She is loathed in this country that I brought her to and suffered her to spoil. Yes, I gave it her as a plaything, and she has broken it: a fine Prince, an admirable Princess! Even her life - I ask you, Gotthold, is her life safe?'
'It is safe enough to-day,' replied the librarian: 'but since you ask me seriously, I would not answer for to-morrow. She is ill- advised.'
'And by whom? By this Gondremark, to whom you counsel me to leave my country,' cried the Prince. 'Rare advice! The course that I have been following all these years, to come at last to this. O, ill-advised! if that were all! See now, there is no sense in beating about the bush between two men: you know what scandal says of her?'
Gotthold, with pursed lips, silently nodded.

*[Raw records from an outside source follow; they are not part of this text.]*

PR #550, opened 2020-10-31
Switch to using GAP_jll

fingolfin:
Incomplete and with several issue, some really bad, but I wanted to have it here for reference

Closes #421
Closes #450 
Closes #468
Closes #548
Closes #564 

Resolves #518
Resolves #285
Fixes #465
Resolves #433 (well, arguably at least, via our custom gaproot)

PR #559, opened 2020-11-11
Improve _GAP_TO_JULIA

fingolfin:
Reimplement more of the julia_gap logic; this makes the cases we now handle on
the Julia side potentially a bit faster (??? untested) but most importantly it
means this code now works even if JuliaInterface is not yet loaded. On the
downside, if we end up ccalling julia_gap anyway, it performs a bunch of
checks a second time.


rfourquet:
> requested review from rfourquet 

I'm afraid this is a bit too advanced into GAP's internals for me to give useful feedback... 

The tests fail because 

> ERROR: LoadError: InitError: could not load library "libgap"
> libgap.so: cannot open shared object file: No such file or directory

fingolfin:
I'll just try to get this in as part of #550 instead of trying to figure out  how to make it work in isolation

PR #562, opened 2020-11-26
Remove JuliaBindCFunction

### LINKED ISSUE #349: problem with JuliaBindCFunction in JuliaInterface
When one uses the interface from the GAP side, the GAP function `JuliaBindCFunction` is intended to take a Julia function, create a C-compatible function using `@cfunction`, and then wrap this into a GAP "kernel" function.
Currently this is broken, the examples in `JuliaInterface/example/gap_function_call.gi` run into errors.
```
gap> fun:= JuliaEvalString( "function mysquare( n ) return n^2; end" );
<Julia: mysquare>
gap> cfun:= JuliaBindCFunction( "mysquare", [ "nn" ] );
function( nn ) ... end
gap> cfun( 2 );
Error, MethodError: no method matching ^(::Ptr{Nothing}, ::Int64)
[...]
```

fingolfin:
This was a very strange function, and was difficult to use correctly
without a crash, and also very limited in its applications.

It was mainly meant to provide a performance boost; but I think for
real world applications, we need a different approach which takes
Julia's multiple dispatch and argument type specialization properly
into account.

Fixes #349


ThomasBreuer (approved):
(I will change the `GASMAN` calls in the examples to `CollectGarbage` calls as soon as this function is available in the underlying GAP.)

PR #564, opened 2020-11-29
Change default install dir for GAP packages

fingolfin:
Right now, `GAP.Packages.install` installs GAP packages  by default into `GAPROOT * "/pkg"`, which means: into the GAP 4.11.0 artifact. This is bad because that artifact is supposed to be read-only, and we only succeed because Julia only makes the files in artifacts readonly, not the directories, so we can add new files, just modify existing ones. Still this is not a good thing.

This PR changes it to `~/.gap/pkg` -- I should probably say "back to" because I think it was there before and we changed it after some back and forth. 

I've now opened this PR so we can discuss this (again?).

See also https://github.com/gap-system/gap/issues/3917 where the suggestion is to use `~/.gap/v4.11/pkg`.

Another idea would be to put this into a Julia specific path, say `~/.julia/gap/pkg` or ~/.julia/gap/v4.11/pkg` -- but then this directory will never be cleaned unless we teach the user about it and ask them to clean it. (Once we drop compatibility with Julia versions before 1.5, we could switch to using https://github.com/JuliaPackaging/Scratch.jl which allows creating scratch spaces that are removed when the Julia package is removed -- i.e. users who delete GAP.jl get their disk space back eventually.

### DIFF
--- a/src/packages.jl
+++ b/src/packages.jl
@@ -79,7 +79,9 @@ export LoadPackageAndExposeGlobals
 
 module Packages
 
-import ...GAP: Globals, julia_to_gap, GAPROOT
+import ...GAP: Globals, julia_to_gap
+
+const DEFAULT_PKGDIR = joinpath(get(ENV, "HOME", ""), ".gap", "pkg")
 
 """
     load(spec::String, version::String = ""; install = false)
@@ -129,7 +131,7 @@ containing a package, or the URL of a `PackageInfo.g` file.
 The function uses [the function `InstallPackage` from GAP's package
 `PackageManager`](GAP_ref(PackageManager:InstallPackage)).
 """
-function install(spec::String; interactive::Bool = true, pkgdir::AbstractString = GAPROOT * "/pkg")
+function install(spec::String; interactive::Bool = true, pkgdir::AbstractString = DEFAULT_PKGDIR)
     res = load("PackageManager")
     @assert res
     # FIXME: crude hack to allow PackageManager 1.0 shipped with GAP
@@ -158,7 +160,7 @@ containing a package, or the URL of a `PackageInfo.g` file.
 The function uses [the function `UpdatePackage` from GAP's package
 `PackageManager`](GAP_ref(PackageManager:UpdatePackage)).
 """
-function update(spec::String; interactive::Bool = true, pkgdir::AbstractString = GAPROOT * "/pkg")
+function update(spec::String; interactive::Bool = true, pkgdir::AbstractString = DEFAULT_PKGDIR)
     res = load("PackageManager")
     @assert res
 
@@ -181,7 +183,7 @@ Return `true` if the removal was successful, and `false` otherwise.
 The function uses [the function `RemovePackage` from GAP's package
 `PackageManager`](GAP_ref(PackageManager:RemovePackage)).
 """
-function remove(spec::String; interactive::Bool = true, pkgdir::AbstractString = GAPROOT * "/pkg")
+function remove(spec::String; interactive::Bool = true, pkgdir::AbstractString = DEFAULT_PKGDIR)
     res = load("PackageManager")
     @assert res
 


mohamed-barakat (changes requested):
This change will cause me several troubles. I also know of others who dislike the idea for the following reason: I would expect the packages in `~/.gap/pkg` to be compiled against my "default" GAP. Currently, the GAP in `GAP.jl` is not my default GAP. I can even imagine a scenario where another package in Julia having `GAP.jl` as a secondary dependency (making even the expert user unaware of it) and this `GAP.jl` starts meddling around in such an important subdirectory which is crucial for the correct functionality of the default GAP. That said, I would be in favor of a `GAP.jl`-specific solution. The one I like most is `~/.julia/gap/v4.11/pkg`.

fingolfin:
First off, let me emphasis that I by no means want to push hard for `~/.gap/pkg`; rather, I want to thoroughly explore the problem scape.

As it is, I am confused as to why there would be a problem with both "regular GAP" and "julia GAP" using the same dir -- they already put their binaries into separate locations, after all, and I can use the same copy of e.g. IO in both regular GAP and Julia GAP just fine:
- `bin/x86_64-apple-darwin18.7.0-default64-kv8/io.so` is used by regular GAP on my macOS 10.14.6 mac
- `bin/x86_64-apple-darwin14-julia64-kv7/io.so` is used by the Julia GAP.

i should also point out that the "important directory" `~/.gap` for me is almost empty and only contains the files `gap.ini` and `history` -- I never use it to install packages. And I suspect many user won't use it for that either; they will either only use the packages bundled with GAP; or install further packages into GAP's `pkg` dir (as the installation instructions for most packages describe it that way). Only with `PackageManager` does this kinda change, and it might be argued that this is a problem with PackageManager...

mohamed-barakat:
> First off, let me emphasis that I by no means want to push hard for `~/.gap/pkg`; rather, I want to thoroughly explore the problem scape.

Good :) I am not also very much against it if there are alternatives :)
 
> As it is, I am confused as to why there would be a problem with both "regular GAP" and "julia GAP" using the same dir -- they already put their binaries into separate locations, after all, and I can use the same copy of e.g. IO in both regular GAP and Julia GAP just fine:
> 
> * `bin/x86_64-apple-darwin18.7.0-default64-kv8/io.so` is used by regular GAP on my macOS 10.14.6 mac
> * `bin/x86_64-apple-darwin14-julia64-kv7/io.so` is used by the Julia GAP.

I was unaware that a package compiled under the control of GAP.jl gets a different binary path under `bin`. This would indeed resolve the issue of packages with a binary part.
 
> i should also point out that the "important directory" `~/.gap` for me is almost empty and only contains the files `gap.ini` and `history` -- I never use it to install packages. And I suspect many user won't use it for that either; they will either only use the packages bundled with GAP; or install further packages into GAP's `pkg` dir (as the installation instructions for most packages describe it that way). Only with `PackageManager` does this kinda change, and it might be argued that this is a problem with PackageManager...

Maybe normal users would prefer the `pkg` directory of the default GAP as they are using packages developed by others. I am thinking about developers who need a directory to place their developed package or distributed packages they contribute to. At least in my case, I want to have a directory that is independent of any GAP installation. I don't remember when I switched to `.gap/pkg` but maybe, as you said, it was the influence of `PackageManager`.

I would be extremely happy if GAP would by default look for packages in the directory `~/.gap/dev`, very much like the way Julia behaves. This would resolve for me all issues.

ThomasBreuer:
I interpret Mohamed's argument as follows:
There is a GAP installation (used for serious research), with a particular collection of packages, some of them in `~/.gap/pkg`.
Then one starts to use Oscar, perhaps without noticing that this causes some new versions of GAP packages to be downloaded behind the scenes.
If these new versions are stored in `~/.gap/pkg` then the effect is that also the installed GAP will use the newer versions whenever this is possible; in particular for packages without binaries, it is probable that newer versions will be preferred and loadable.
In other words, one gets into the mess of "automatic updates", which means that one cannot be sure that yesterday's results are compatible with today's results.

Concerning my personal use of `~/.gap/pkg`:
I store certain development versions of packages there, and use the command line option `-r` for disabling these versions.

'Well, come, you are not very cheering as to my conduct as the Prince; have I even done my duty as a husband?' Otto asked.
'Nay, nay,' said Gotthold, earnestly and eagerly, 'this is another chapter. I am an old celibate, an old monk. I cannot advise you in your marriage.'
'Nor do I require advice,' said Otto, rising. 'All of this must cease.' And he began to walk to and fro with his hands behind his back.

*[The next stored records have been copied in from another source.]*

PR #565, opened 2020-12-01
Provide Oscar CI workflows for GitHub actions.

rbehrends:
These workflows allow you to run the Oscar CI test suite (entirely or in part) via manually triggered GitHub actions.

Note that the workflows have to be on the master branch for that to work.

See also https://github.com/oscar-system/oscar-ci-action, which contains GitHub actions used by these workflows.

### DIFF
--- a/.github/workflows/PackageCI.yml
+++ b/.github/workflows/PackageCI.yml
@@ -1,0 +1,23 @@
+name: "Oscar CI (package tests)"
+
+on:
+  workflow_dispatch: {}
+
+jobs:
+  build:
+    runs-on: ubuntu-latest
+    steps:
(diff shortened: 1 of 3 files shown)


.github/workflows/PackageCI.yml
```diff
@@ -0,0 +1,23 @@
+name: "Oscar CI (package tests)"
```
rfourquet, line 1: Besides the name, this file looks identical to the previous one ("FullCI.yml"), did I miss something?

rbehrends: This is a copy and paste error in `FullCI.yml`. Basically, I've copied the block without adjusting the `test` parameter.

It should be fixed now.

PR #566, opened 2020-12-04
try to make the Julia help available in a GAP session

ThomasBreuer:
For that, notify a virtual GAP help book called `Julia`,
extract the Julia help about the Julia object in question
(including the relevant ANSI escape sequences),
and feed it into the data structures expected by the GAP help system.

For example, the following requests in a GAP session will include entries from the Julia help.
```
?Julia:size
?Julia:GAP.julia_to_gap
?Julia:GAP.julia_help_string
```
One problem is that the Julia help system is *case sensitive*, but the GAP help system turns the given string to lowercase in the beginning (in a call to `SIMPLE_STRING` in GAP's `HELP` function).
Note that Julia does not understand the request `?base.sqrt`, one has to enter `?Base.sqrt`.
I think the solution to this problem would be to change the GAP help system such that the custom handler functions get access to the original search string, either by not changing the string to lowercase (and then adjust the functions that expect lowercase) or by storing the original search string in a global variable or global option; what do you think?

Another problem (or rather a feature) is that help requests to a Julia object work only if the Julia module in question has been loaded. (Note that GAP can load the documentation of a GAP package also when the package itself is not loaded.)

### DIFF
--- a/pkg/JuliaInterface/gap/juliahelp.g
+++ b/pkg/JuliaInterface/gap/juliahelp.g
@@ -1,0 +1,82 @@
+##  Make the Julia help available in the GAP session,
+##  via a (virtual) help book called `Julia`,
+##  which uses a custom handler called `juliahelpformat`.
+##  This works only for the `"text"` help in the terminal,
+##  we cannot access PDF and HTML formats.
+##
+##  The idea is to enter `?Julia:sqrt` or `?Base.isdefined`,
+##  to get one entry for the book `Julia` in the list of choices
+##  if Julia knows documentation for the topic,
+##  and to show *all* matching docstrings from Julia when this entry
+##  is chosen from the menu (since this is the way how Julia behaves).
+
+HELP_ADD_BOOK( "Julia", "dummy entry for accessing Julia documentation",
+    DirectoriesPackageLibrary( "JuliaInterface", "help" )[1] );
+
+HELP_BOOK_HANDLER.juliahelpformat:= rec(
+    # see "The Help Book Handler"
+    ReadSix:= stream -> rec( bookname:= "Julia", entries:= [] ),
+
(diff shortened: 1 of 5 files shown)


fingolfin:
> I think the solution to this problem would be to change the GAP help system such that the custom handler functions get access to the original search string, either by not changing the string to lowercase (and then adjust the functions that expect lowercase) or by storing the original search string in a global variable or global option; what do you think?

I agree that the original string should be made available to help handler. That requires a change to GAP, and we have to be careful to make it so that we don't break existing help handlers.

One option to do this would be to pass both the "simplified" string as well as the original through to `HELP_SHOW_MATCHES` and `HELP_GET_MATCHES`. Then in the help book handler records, allow for an optional member `WantsOriginalSearchString` (or so); if that is bound to `true`, pass the original string to `SearchMatches`, otherwise the simplified one.

ThomasBreuer:
The code can be made safe when pull request gap-system/gap/pull/4212 is available.
Currently my idea is as follows:
- The Julia help is shown only if the help request in GAP has the form `?Julia:<topic>`, where `<topic>` is case sensitive.
That is, `?Julia:size` and `?Julia:Base.size` will work, but entering `?size` will *not* list the entry for Julia's `size`in the list of matches (because the input does not specify the "book" `Julia`), and `?Julia:Size` will *not* show a match (because there is no `Size` in Julia).
- No "search alternatives" (like `centralizer` matching `centraliser`) are supported in help requests for Julia.
- No requests `??Julia:<topic>` are supported. The description of the GAP help system says that `??` triggers a search in the index entries of the book(s), which we do not have for Julia.

ThomasBreuer:
@fingolfin Now a new GAP_jll is available that contains the changes from gap-system/gap/pull/4212.
Can we merge this pull request?

PR #889, opened 2020-10-22
add help text around iOS ENX

mikehelmick:
## Proposed Changes

* Add help text around mobile app for iOS. Adding one when using ENX can break things.

**Release Note**

```release-note
NONE
```


sethvargo (approved):
/lgtm

Issue #871, opened 2020-10-21
Improve charts on realm stats


jeremyfaller:
Mike sent me some feedback on the realm stats yesterday. Specifically:

- It's not clear that clicking a modifys/selects a user in the per-realm stats
- It would be nice to see per-user-per-day stats numbers, possibly in the chart.
- possibly replace the overall line graph on a row click.
- Also, mike suggested reversing the order of the days.

I'm going to tweak the charts, and improve them.

PR #894, opened 2020-10-26
Allow app to disallow particular hostnames

whaught:
## Proposed Changes

* Allow server to block particular hostnames
    * Can be used to stop run.app from serving in favor of a custom domain

**Release Note**

```release-note
Allow blocking configured hostnames from serving eg. 'run.app'
```

### DIFF
--- a/pkg/controller/middleware/blockedhosts.go
+++ b/pkg/controller/middleware/blockedhosts.go
@@ -17,7 +17,6 @@ package middleware
 
 import (
 	"context"
-	"net"
 	"net/http"
 	"strings"
 
@@ -39,13 +38,8 @@ func CheckBlockedHosts(ctx context.Context, blockedHosts []string, h *render.Ren
 				next.ServeHTTP(w, r)
 			}
 
-			rHost, _, err := net.SplitHostPort(r.Host)
-			if err != nil { // No port or invalid address
-				rHost = r.Host
-			}
-
 			for _, host := range blockedHosts {
-				if strings.HasSuffix(rHost, host) {
+				if strings.HasSuffix(r.URL.Hostname(), host) {
 					logger.Warnf("received request from blocked domain %s", r.Host)
 					controller.Unauthorized(w, r, h)
 					return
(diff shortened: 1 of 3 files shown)


pkg/controller/middleware/blockedhosts.go
```diff
@@ -0,0 +1,51 @@
...
+	logger := logging.FromContext(ctx).Named("middleware.CheckBlockedHosts")
+
+	return func(next http.Handler) http.Handler {
+		return http.HandlerFunc(func(w http.ResponseWriter, r *http.Request) {
+			if blockedHosts == nil {
+				next.ServeHTTP(w, r)
+			}
+
+			for _, host := range blockedHosts {
+				if strings.HasSuffix(r.Host, host) {
```
jeremyfaller, line 42: IIRC, `r.Host` can contain the port number. So, `foo.com:80` won't trigger if foo.com is listed. I'd strip the port here.

jeremyfaller (changes requested):

pkg/controller/middleware/blockedhosts.go
jeremyfaller: This has another problem in that if the host is myfoo.com, and foo.com is blocked, I will get unintentionally blocked.

icco:
See https://github.com/google/exposure-notifications-verification-server/issues/871

whaught:
/hold

All good points about breaking down hostname. This was a quick solution, but looks like folks are leaning towards doing this at the load-balancer level rather than application-level

yuriatgoogle (commented):
The current plan is to use the --ingress flag:
https://cloud.google.com/sdk/gcloud/reference/alpha/run/deploy#--ingress
once it's in GA.  Working to determine timeline for that.

sethvargo:
@whaught are we good to close this out since the `--ingress` flag seems to be coming soon?

whaught:
> @whaught are we good to close this out since the `--ingress` flag seems to be coming soon?

Yea this would be an interim solution if we can't figure out --ingress or load balancer. I assume that is coming shortly?

/close

PR #897, opened 2020-10-26
Pull CSRF token from metadata

sethvargo:
When I moved the javascript to be external, `{{.csrfToken}}` no longer renders.

**Release Note**

```release-note
Pull CSRF token from meta tags
```


sethvargo:
Got a bunch of connection reset errors 😦

mikehelmick (approved):

PR #899, opened 2020-10-27
Use text templates for emails (not-html)

whaught:
## Proposed Changes

* Switch emails to plaintext renderer

**Release Note**

```release-note
Switch emails to plaintext renderer
```

### DIFF
--- a/pkg/render/render.go
+++ b/pkg/render/render.go
@@ -19,11 +19,12 @@ import (
 	"bytes"
 	"context"
 	"fmt"
-	"html/template"
+	htmltemplate "html/template"
 	"os"
 	"path/filepath"
 	"strings"
 	"sync"
+	texttemplate "text/template"
 
 	"github.com/google/exposure-notifications-server/pkg/logging"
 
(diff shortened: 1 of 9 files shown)


sethvargo (changes requested):
I think we should be wrapping the content in `template.HTML` instead, but, even then, `template.HTML` is stripping the `=` from URLs.

pkg/render/render.go
```diff
@@ -116,24 +120,28 @@ func loadTemplates(tmpl *template.Template, root string) error {
...
-			return nil
+		if strings.HasSuffix(info.Name(), ".html") {
+			if _, err := tmpl.ParseFiles(path); err != nil {
+				return fmt.Errorf("failed to parse %s: %w", path, err)
+			}
 		}
 
-		if _, err := tmpl.ParseFiles(path); err != nil {
-			return fmt.Errorf("failed to parse %s: %w", path, err)
+		if strings.HasSuffix(info.Name(), ".txt") {
```
sethvargo, line 129: Clever

sethvargo (approved):
/lgtm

'Well, Otto, may God guide you!' said Gotthold, after a considerable silence. 'I cannot.'
'From what does all this spring?' said the Prince, stopping in his walk. 'What am I to call it? Diffidence? The fear of ridicule? Inverted vanity? What matter names, if it has brought me to this? I could never bear to be bustling about nothing; I was ashamed of this toy kingdom from the first; I could not tolerate that people should fancy I believed in a thing so patently absurd! I would do nothing that cannot be done smiling. I have a sense of humour, forsooth! I must know better than my Maker. And it was the same thing in my marriage,' he added more hoarsely. 'I did not believe this girl could care for me; I must not intrude; I must preserve the foppery of my indifference. What an impotent picture!'
'Ay, we have the same blood,' moralised Gotthold. 'You are drawing, with fine strokes, the character of the born sceptic.'
'Sceptic? - coward!' cried Otto. 'Coward is the word. A springless, putty-hearted, cowering coward!'
And as the Prince rapped out the words in tones of unusual vigour, a little, stout, old gentleman, opening a door behind Gotthold, received them fairly in the face. With his parrot's beak for a nose, his pursed mouth, his little goggling eyes, he was the picture of formality; and in ordinary circumstances, strutting behind the drum of his corporation, he impressed the beholder with a certain air of frozen dignity and wisdom. But at the smallest contrariety, his trembling hands and disconnected gestures betrayed the weakness at the root. And now, when he was thus surprisingly received in that library of Mittwalden Palace, which was the customary haunt of silence, his hands went up into the air as if he had been shot, and he cried aloud with the scream of an old woman.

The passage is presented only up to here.